===== EXTRACTED INFORMATION =====

PR #9842, opened 2024-12-09
fix(ui): prevents unwanted data overrides when bulk editing

### LINKED ISSUE #9590: HIGH DATALOSS RISK: Multi Edit overrides field data with its "defaultValue" if defined
### Describe the Bug

this is quite a severe issue causing collection fields to reset to a defined "defaultValue" if you use the mass edit function from the UI

I discovered the bug when i selected 20 posts and changed the Status field in the UI. I noticed that the Date field data changed on all documents to the "defaultValue"

```ts
{
    name: 'publishDate',
    label: 'Publish Date',
    type: 'date',
    required: true,
    defaultValue: () => new Date().toISOString(),
},
```

In this case the Mass Edit will override the existing field date value to a fresh new Date set in "defaultValue"

https://github.com/yonnic/cms-oversight

### Reproduction Steps

1. Create a test collection with a field defining a defaultValue besides some other dummy fields.
2. Generate a few dummy items in the Collection but make sure to not use the value set in "defaultValue"
3. Mass Edit using the UI on some documents and apply changes to one of the dummy fields.
4. Watch how the field having "defaultValue" gets reset.

Not sure

### Environment Info

```text
Binaries:
  Node: 20.15.1
  npm: 10.7.0
  Yarn: 1.22.22
  pnpm: 9.14.2
Relevant Packages:
  payload: 3.2.1
  next: 15.0.3
  @payloadcms/db-mongodb: 3.2.1
  @payloadcms/email-nodemailer: 3.2.1
  @payloadcms/email-resend: 3.2.1
  @payloadcms/graphql: 3.2.1
  @payloadcms/next/utilities: 3.2.1
  @payloadcms/payload-cloud: 3.2.1
  @payloadcms/plugin-cloud-storage: 3.2.1
  @payloadcms/richtext-lexical: 3.2.1
  @payloadcms/storage-s3: 3.2.1
  @payloadcms/translations: 3.2.1
  @payloadcms/ui/shared: 3.2.1
  react: 19.0.0-rc-02c0e824-20241028
  react-dom: 19.0.0-rc-02c0e824-20241028
Operating System:
  Platform: darwin
  Arch: arm64
  Version: Darwin Kernel Version 24.2.0: Fri Oct 25 20:27:42 PDT 2024; root:xnu-11215.60.400.0.1~11/RELEASE_ARM64_T6000
  Available memory (MB): 65536
  Available CPU cores: 10
```

PatrikKozak:
### What?

It became possible for fields to reset to a defined `defaultValue` when bulk editing from the `edit-many` drawer.

### Why?

The form-state of all fields were being considered during a bulk edit - this also meant using their initial states - this meant any fields with default values or nested fields (like `arrays`) would be overwritten with their initial states

I.e. empty values or default values.

### How?

Now - we only send through the form data of the fields specifically being edited in the edit-many drawer and ignore all other fields.

Leaving all other fields stay their current values.

Fixes #9590


test/admin/e2e/3/e2e.spec.ts
```diff
@@ -516,6 +516,85 @@ describe('admin3', () => {
...
+        .locator(`.column-selector .column-selector__column`, {
+          hasText: exactText('Default Value Field'),
+        })
+        .click()
+      await expect(page.locator('.row-1 .cell-title')).toContainText(updatedPostTitle)
+      await expect(page.locator('.table .row-1 .cell-arrayOfFields')).toContainText(
+        '1 Array Of Field',
+      )
+      await expect(page.locator('.table .row-1 .cell-defaultValueField')).toContainText(
+        'not the default value',
```
DanRibbens, line 594: You can replace all of this logic with a `payload.findByID` and make your assertions on the resulting doc rather than manipulating the columns to view the data in the list view and to finally make assertions.

test/admin/collections/Posts.ts
```diff
@@ -103,16 +103,49 @@ export const Posts: CollectionConfig = {
         },
       ],
     },
+    {
```
DanRibbens, line 106: Did you test with blocks also?

packages/ui/src/forms/Form/types.ts
```diff
@@ -70,7 +70,10 @@ export type Submit = (
   e?: React.FormEvent<HTMLFormElement>,
 ) => Promise<void>
 export type ValidateForm = () => Promise<boolean>
-export type CreateFormData = (overrides?: any) => FormData
+export type CreateFormData = (
+  overrides?: Record<string, unknown>,
+  options?: { spread?: boolean },
```
DanRibbens, line 75: I'm not in love with this variable name `spread` and it needs a proper js doc to tell you what it does.

Maybe call it `mergeData`, `mergeOverrideData` or something else more descriptive?

packages/ui/src/forms/Form/index.tsx
```diff
@@ -443,23 +452,26 @@ export const Form: React.FC<FormProps> = (props) => {
     [],
   )
 
-  // eslint-disable-next-line @typescript-eslint/no-explicit-any
-  const createFormData = useCallback((overrides: any = {}) => {
-    const data = reduceFieldsToValues(contextRef.current.fields, true)
+  const createFormData = useCallback<CreateFormData>((overrides, { spread = true }) => {
```
DanRibbens, line 455: if `spread` defaults to `true` then this is possibly a breaking change isn't it? Are we exposing this in a provider context?

DanRibbens (changes requested):
The approach looks good. I do have some feedback.

packages/ui/src/forms/Form/index.tsx
PatrikKozak: The default behavior prior to this was spreading overrides already.

jacobsfletch: The default behavior _is_ to spread overrides overtop, so defaulting to `true` is was makes this a non-breaking change.

test/admin/e2e/3/e2e.spec.ts
PatrikKozak: Done.

test/admin/collections/Posts.ts
PatrikKozak: Added a `block` into the config and adding another expect into the e2e test for the block as well.

packages/ui/src/forms/Form/types.ts
PatrikKozak: Renamed to `mergeOverrideData`.

packages/ui/src/forms/Form/index.tsx
DanRibbens: Right! I didn't see that.

DanRibbens (approved):
Looks good!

=====

The answer should hold only the lines from the start of the records above through the line containing "this is quite", each set down exactly.

PR #9842, opened 2024-12-09
fix(ui): prevents unwanted data overrides when bulk editing

### LINKED ISSUE #9590: HIGH DATALOSS RISK: Multi Edit overrides field data with its "defaultValue" if defined
### Describe the Bug

this is quite a severe issue causing collection fields to reset to a defined "defaultValue" if you use the mass edit function from the UI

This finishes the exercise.